> _WHAT THE TASK ASKS_: Out of the listing below, copy every line that carries the string "plan".

=-=-=-=-=

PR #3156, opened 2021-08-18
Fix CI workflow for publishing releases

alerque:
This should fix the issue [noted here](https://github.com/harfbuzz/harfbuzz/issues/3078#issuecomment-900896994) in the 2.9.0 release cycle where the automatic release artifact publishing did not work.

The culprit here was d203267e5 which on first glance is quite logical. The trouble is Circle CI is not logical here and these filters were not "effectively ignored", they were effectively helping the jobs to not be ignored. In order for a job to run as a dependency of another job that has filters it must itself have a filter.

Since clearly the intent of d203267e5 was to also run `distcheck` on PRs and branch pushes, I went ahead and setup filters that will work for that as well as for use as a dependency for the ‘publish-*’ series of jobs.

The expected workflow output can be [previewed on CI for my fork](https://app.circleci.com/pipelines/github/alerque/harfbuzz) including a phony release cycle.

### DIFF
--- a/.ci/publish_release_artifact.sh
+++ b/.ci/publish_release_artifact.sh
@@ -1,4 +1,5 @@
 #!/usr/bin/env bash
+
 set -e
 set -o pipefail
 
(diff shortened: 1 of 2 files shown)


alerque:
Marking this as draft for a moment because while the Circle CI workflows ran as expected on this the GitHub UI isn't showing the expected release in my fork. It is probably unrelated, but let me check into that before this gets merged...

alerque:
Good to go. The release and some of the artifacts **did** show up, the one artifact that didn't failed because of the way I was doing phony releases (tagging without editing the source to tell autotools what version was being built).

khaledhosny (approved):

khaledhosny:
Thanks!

=-=-=-=-=

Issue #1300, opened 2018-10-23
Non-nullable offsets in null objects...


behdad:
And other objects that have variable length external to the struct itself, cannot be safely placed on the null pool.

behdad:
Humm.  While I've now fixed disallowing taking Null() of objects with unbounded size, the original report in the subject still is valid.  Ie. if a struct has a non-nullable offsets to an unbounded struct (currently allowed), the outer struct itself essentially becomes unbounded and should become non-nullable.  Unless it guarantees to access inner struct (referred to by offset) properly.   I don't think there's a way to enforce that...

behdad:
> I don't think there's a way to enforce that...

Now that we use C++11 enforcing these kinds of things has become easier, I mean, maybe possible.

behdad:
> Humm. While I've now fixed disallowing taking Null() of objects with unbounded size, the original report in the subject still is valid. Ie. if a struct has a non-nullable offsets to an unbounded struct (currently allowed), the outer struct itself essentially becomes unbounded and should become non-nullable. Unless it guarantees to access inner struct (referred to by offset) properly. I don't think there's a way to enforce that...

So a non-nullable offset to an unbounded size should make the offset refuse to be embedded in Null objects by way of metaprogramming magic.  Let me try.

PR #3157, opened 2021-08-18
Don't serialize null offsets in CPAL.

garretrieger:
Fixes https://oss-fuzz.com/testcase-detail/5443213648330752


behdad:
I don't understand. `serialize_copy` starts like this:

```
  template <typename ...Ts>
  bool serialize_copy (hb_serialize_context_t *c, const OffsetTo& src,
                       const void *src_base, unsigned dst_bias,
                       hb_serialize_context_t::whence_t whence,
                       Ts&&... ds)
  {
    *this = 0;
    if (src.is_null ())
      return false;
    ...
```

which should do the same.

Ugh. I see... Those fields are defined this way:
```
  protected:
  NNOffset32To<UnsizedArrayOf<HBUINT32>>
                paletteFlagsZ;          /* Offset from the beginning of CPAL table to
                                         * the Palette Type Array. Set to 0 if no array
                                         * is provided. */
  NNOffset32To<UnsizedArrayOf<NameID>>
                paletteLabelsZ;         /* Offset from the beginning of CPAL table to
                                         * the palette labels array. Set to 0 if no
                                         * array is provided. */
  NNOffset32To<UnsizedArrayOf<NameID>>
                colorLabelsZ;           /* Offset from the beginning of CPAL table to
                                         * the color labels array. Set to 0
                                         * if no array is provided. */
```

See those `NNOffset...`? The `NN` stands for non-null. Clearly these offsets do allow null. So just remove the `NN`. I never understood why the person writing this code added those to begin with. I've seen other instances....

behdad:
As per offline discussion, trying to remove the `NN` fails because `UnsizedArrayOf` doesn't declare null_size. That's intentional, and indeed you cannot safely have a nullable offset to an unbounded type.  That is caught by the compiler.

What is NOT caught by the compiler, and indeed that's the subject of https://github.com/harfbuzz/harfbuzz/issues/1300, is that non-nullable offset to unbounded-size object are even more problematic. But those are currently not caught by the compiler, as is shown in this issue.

=-=-=-=-=

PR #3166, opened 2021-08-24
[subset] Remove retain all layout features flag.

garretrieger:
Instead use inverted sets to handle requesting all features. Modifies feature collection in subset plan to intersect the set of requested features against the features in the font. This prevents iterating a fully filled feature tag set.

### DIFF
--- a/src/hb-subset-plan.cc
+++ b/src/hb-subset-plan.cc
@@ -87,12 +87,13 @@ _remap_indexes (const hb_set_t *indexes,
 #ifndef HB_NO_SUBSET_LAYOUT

=-=-=-=-=

> _EXERCISE RESPONSE_:
Instead use inverted sets to handle requesting all features. Modifies feature collection in subset plan to intersect the set of requested features against the features in the font. This prevents iterating a fully filled feature tag set.
--- a/src/hb-subset-plan.cc
+++ b/src/hb-subset-plan.cc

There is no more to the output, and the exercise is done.